Stored items:
=-=-=
PR #3408, opened 2026-09-11
feat(snapshots): Follow the server-selected objectstore usecase

NicoHinderling:
Snapshot uploads now request `usecase=auto` and build their Objectstore session from the usecase returned by the server rather than hardcoding `preprod`. Both batched HEAD checks and image uploads use that session, keeping their paths aligned with the minted token. This lets the backend move new snapshot content into `preprod_snapshots` without another CLI change.

Servers that omit the response field default to `preprod`, so existing Sentry versions retain their current behavior. The integration coverage exercises actual upload-options requests, authenticated Objectstore batches, and snapshot creation for `preprod_snapshots`, explicit `preprod`, and an omitted usecase. Object keys stay unchanged; the first upload after a usecase switch re-uploads images once because deduplication is scoped by usecase.

Pairs with getsentry/sentry#124194 (cross-usecase reads and the upload-options contract) and getsentry/sentry#124210 (default-off write selection). getsentry/cli#1587 implements the same contract in the replacement CLI; both clients are being updated. Register `preprod_snapshots` in Objectstore before deploying the backend prerequisite and enable the option only after the backend rollout. Older CLI releases keep writing to `preprod` and remain readable through fallback reads.


NicoHinderling:
Closing: the server side will move size-analysis content to a separate objectstore usecase instead, so snapshots keep using preprod and no CLI change is needed.

szokeasaurusrex (approved):
I trust you have tested this end to end? If yes, lgtm!

Issue #1006, opened 2026-02-20
[bug]: glitch - remote ssh, requires refresh  to get project path


yigitkonur:
### Bug Description

just a simple refresh, fixes the issue but a glitch may make some users think it is failing

https://github.com/user-attachments/assets/2e9bf96b-aac2-4f7d-a985-b7f6867c56b4

what can be great?

1. it automatically navigates to home path (not root)
2. sorts folder from most recently modified to old (for all levels, not only home path)
3. colorization of git enabled repo (checking them + colorization of git repo would be cool

interesting idea: instead of listing all folders, like vibekanban, showing all .git contains folders and auto-navigating to them may be a thing you may wanna consider later.

### Steps to Reproduce

1. connect remote ssh
2. go next step after selection of key
3. it fails, press refresh it is fixing

### Actual vs Expected Behavior

already mentioned

### emdash Version

latest

### Operating System

latest macos

arnestrickmann:
Thanks for flagging @yigitkonur, fix will come in the next release!

arnestrickmann:
This is a fix: https://github.com/generalaction/emdash/pull/1017

will be included in the next release! @yigitkonur

PR #1017, opened 2026-02-21
fix(ssh): use connId directly for initial directory browse after connect

arnestrickmann:
## Summary
- Fixed a race condition in `AddRemoteProjectModal` where `browseRemotePath` was called after `setConnectionId`, but the state hadn't updated yet, causing the browse to use a stale/null `connectionId`
- Replaced the indirect `browseRemotePath()` call with inline directory listing that uses the freshly-returned `connId` directly, matching the pattern already used in `selectExistingConnection`

## Details
After a successful SSH connection test and connect in the auth step, the component called `browseRemotePath()` which depends on the `connectionId` state variable. However, since React state updates are asynchronous, `connectionId` was still null/stale at that point, causing the file listing to fail silently. The fix inlines the browse logic using the `connId` value returned directly from `sshConnect()`.

### DIFF
--- a/src/renderer/components/ssh/AddRemoteProjectModal.tsx
+++ b/src/renderer/components/ssh/AddRemoteProjectModal.tsx
@@ -533,8 +533,31 @@ export const AddRemoteProjectModal: React.FC<AddRemoteProjectModalProps> = ({
         });
         setConnectionId(connId);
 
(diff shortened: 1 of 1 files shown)


arnestrickmann:
fixes https://github.com/generalaction/emdash/issues/1006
=-=-=
• **Instructions for the task**: In the entries above, find the line holding "what can be great?" and the line holding "3. colorization of", then retype exactly those two lines and every line between them, and nothing else.

• **Task result**:
what can be great?

1. it automatically navigates to home path (not root)
2. sorts folder from most recently modified to old (for all levels, not only home path)
3. colorization of git enabled repo (checking them + colorization of git repo would be cool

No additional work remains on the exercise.